PR #597, opened 2022-10-09
Add constexpr to Vector{2,3,4} and Vector<N, T>

sthalik:
Let's sprinkle constexpr with reckless abandon.

I'm still writing tests for all vector operators and subclasses. Would like your comments as to whether this is a reasonable approach.

### DIFF
--- a/src/Magnum/Math/Test/CMakeLists.txt
+++ b/src/Magnum/Math/Test/CMakeLists.txt
@@ -41,6 +41,13 @@ corrade_add_test(MathVectorTest VectorTest.cpp LIBRARIES MagnumMathTestLib)
 corrade_add_test(MathVector2Test Vector2Test.cpp LIBRARIES MagnumMathTestLib)
 corrade_add_test(MathVector3Test Vector3Test.cpp LIBRARIES MagnumMathTestLib)
 corrade_add_test(MathVector4Test Vector4Test.cpp LIBRARIES MagnumMathTestLib)
+
+foreach(_test VectorTest Vector2Test Vector3Test Vector4Test)
+    corrade_add_test(Cpp14Math${_test} ${_test}.cpp LIBRARIES MagnumMathTestLib)
+    set_target_properties(Cpp14Math${_test} PROPERTIES CORRADE_CXX_STANDARD 14)
+    target_compile_definitions(Cpp14Math${_test} PRIVATE TESTING_CONSTEXPR CORRADE_GRACEFUL_ASSERT)
+endforeach()
+
 corrade_add_test(MathColorTest ColorTest.cpp LIBRARIES MagnumMathTestLib)
 
 corrade_add_test(MathRectangularMatrixTest RectangularMatrixTest.cpp LIBRARIES MagnumMathTestLib)
--- a/src/Magnum/Math/BitVector.h
+++ b/src/Magnum/Math/BitVector.h
@@ -35,6 +35,7 @@
 #ifndef CORRADE_NO_DEBUG
 #include <Corrade/Utility/Debug.h>
 #endif
+#include <Corrade/Utility/Macros.h>
 
 #include "Magnum/Types.h"
 #include "Magnum/Math/Math.h"
@@ -174,14 +175,14 @@ template<std::size_t size> class BitVector {
          * Equivalent to @ref all().
          * @see @ref any(), @ref none()
          */
-        explicit operator bool() const { return all(); }
+        explicit MAGNUM_CONSTEXPR14 operator bool() const { return all(); }
 
         /**
          * @brief Whether all bits are set
          *
          * @see @ref none(), @ref any(), @ref operator bool()
          */
-        bool all() const;
+        MAGNUM_CONSTEXPR14 bool all() const;
 
         /**
          * @brief Whether no bits are set
@@ -361,7 +362,7 @@ template<std::size_t size> inline bool BitVector<size>::operator==(const BitVect
     return true;
 }
 
-template<std::size_t size> inline bool BitVector<size>::all() const {
+template<std::size_t size> MAGNUM_CONSTEXPR14 inline bool BitVector<size>::all() const {
     /* Check all full segments */
     for(std::size_t i = 0; i != size/8; ++i)
         if(_data[i] != FullSegmentMask) return false;
--- a/src/Magnum/Math/Math.h
+++ b/src/Magnum/Math/Math.h
@@ -116,4 +116,17 @@ namespace Implementation {
 
 }}
 
+// TODO remove this once corrade#152 gets merged
+#if defined __cpp_constexpr && __cpp_constexpr >= 201304 || \
+    defined CORRADE_TARGET_MSVC && _MSC_VER >= 1910 && CORRADE_CXX_STANDARD >= 201402L
+#define MAGNUM_CONSTEXPR14 constexpr
+#else
+#define MAGNUM_CONSTEXPR14
+#endif
+#if defined(__clang__) && __clang_major__ >= 9 || defined(__GNUG__) && __GNUG__ >= 9 || defined(_MSC_VER) && _MSC_VER >= 1931
+#define MAGNUM_CONSTEVAL (__builtin_is_constant_evaluated())
+#elif CORRADE_CXX_STANDARD >= 202002L
+#define MAGNUM_CONSTEVAL (std::is_constant_evaluated())
+#endif
+
 #endif
--- a/src/Magnum/Math/Test/Cpp14VectorTest.h
+++ b/src/Magnum/Math/Test/Cpp14VectorTest.h
@@ -1,0 +1,14 @@
+#ifndef Magnum_Math_Test_Cpp14Vector
+#define Magnum_Math_Test_Cpp14Vector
::::::::
Your task is to reproduce the full listing exactly.

■ RESULT OF THIS TASK:
PR #597, opened 2022-10-09
Add constexpr to Vector{2,3,4} and Vector<N, T>

sthalik:
Let's sprinkle constexpr with reckless abandon.

I'm still writing tests for all vector operators and subclasses. Would like your comments as to whether this is a reasonable approach.

### DIFF
--- a/src/Magnum/Math/Test/CMakeLists.txt
+++ b/src/Magnum/Math/Test/CMakeLists.txt
@@ -41,6 +41,13 @@ corrade_add_test(MathVectorTest VectorTest.cpp LIBRARIES MagnumMathTestLib)
 corrade_add_test(MathVector2Test Vector2Test.cpp LIBRARIES MagnumMathTestLib)
 corrade_add_test(MathVector3Test Vector3Test.cpp LIBRARIES MagnumMathTestLib)
 corrade_add_test(MathVector4Test Vector4Test.cpp LIBRARIES MagnumMathTestLib)
+
+foreach(_test VectorTest Vector2Test Vector3Test Vector4Test)
+    corrade_add_test(Cpp14Math${_test} ${_test}.cpp LIBRARIES MagnumMathTestLib)
+    set_target_properties(Cpp14Math${_test} PROPERTIES CORRADE_CXX_STANDARD 14)
+    target_compile_definitions(Cpp14Math${_test} PRIVATE TESTING_CONSTEXPR CORRADE_GRACEFUL_ASSERT)
+endforeach()
+
 corrade_add_test(MathColorTest ColorTest.cpp LIBRARIES MagnumMathTestLib)
 
 corrade_add_test(MathRectangularMatrixTest RectangularMatrixTest.cpp LIBRARIES MagnumMathTestLib)
--- a/src/Magnum/Math/BitVector.h
+++ b/src/Magnum/Math/BitVector.h
@@ -35,6 +35,7 @@
 #ifndef CORRADE_NO_DEBUG
 #include <Corrade/Utility/Debug.h>
 #endif
+#include <Corrade/Utility/Macros.h>
 
 #include "Magnum/Types.h"
 #include "Magnum/Math/Math.h"
@@ -174,14 +175,14 @@ template<std::size_t size> class BitVector {
          * Equivalent to @ref all().
          * @see @ref any(), @ref none()
          */
-        explicit operator bool() const { return all(); }
+        explicit MAGNUM_CONSTEXPR14 operator bool() const { return all(); }
 
         /**
          * @brief Whether all bits are set
          *
          * @see @ref none(), @ref any(), @ref operator bool()
          */
-        bool all() const;
+        MAGNUM_CONSTEXPR14 bool all() const;
 
         /**
          * @brief Whether no bits are set
@@ -361,7 +362,7 @@ template<std::size_t size> inline bool BitVector<size>::operator==(const BitVect
     return true;
 }
 
-template<std::size_t size> inline bool BitVector<size>::all() const {
+template<std::size_t size> MAGNUM_CONSTEXPR14 inline bool BitVector<size>::all() const {
     /* Check all full segments */
     for(std::size_t i = 0; i != size/8; ++i)
         if(_data[i] != FullSegmentMask) return false;
--- a/src/Magnum/Math/Math.h
+++ b/src/Magnum/Math/Math.h
@@ -116,4 +116,17 @@ namespace Implementation {
 
 }}
 
+// TODO remove this once corrade#152 gets merged
+#if defined __cpp_constexpr && __cpp_constexpr >= 201304 || \
+    defined CORRADE_TARGET_MSVC && _MSC_VER >= 1910 && CORRADE_CXX_STANDARD >= 201402L
+#define MAGNUM_CONSTEXPR14 constexpr
+#else
+#define MAGNUM_CONSTEXPR14
+#endif
+#if defined(__clang__) && __clang_major__ >= 9 || defined(__GNUG__) && __GNUG__ >= 9 || defined(_MSC_VER) && _MSC_VER >= 1931
+#define MAGNUM_CONSTEVAL (__builtin_is_constant_evaluated())
+#elif CORRADE_CXX_STANDARD >= 202002L
+#define MAGNUM_CONSTEVAL (std::is_constant_evaluated())
+#endif
+
 #endif
--- a/src/Magnum/Math/Test/Cpp14VectorTest.h
+++ b/src/Magnum/Math/Test/Cpp14VectorTest.h
@@ -1,0 +1,14 @@
+#ifndef Magnum_Math_Test_Cpp14Vector
+#define Magnum_Math_Test_Cpp14Vector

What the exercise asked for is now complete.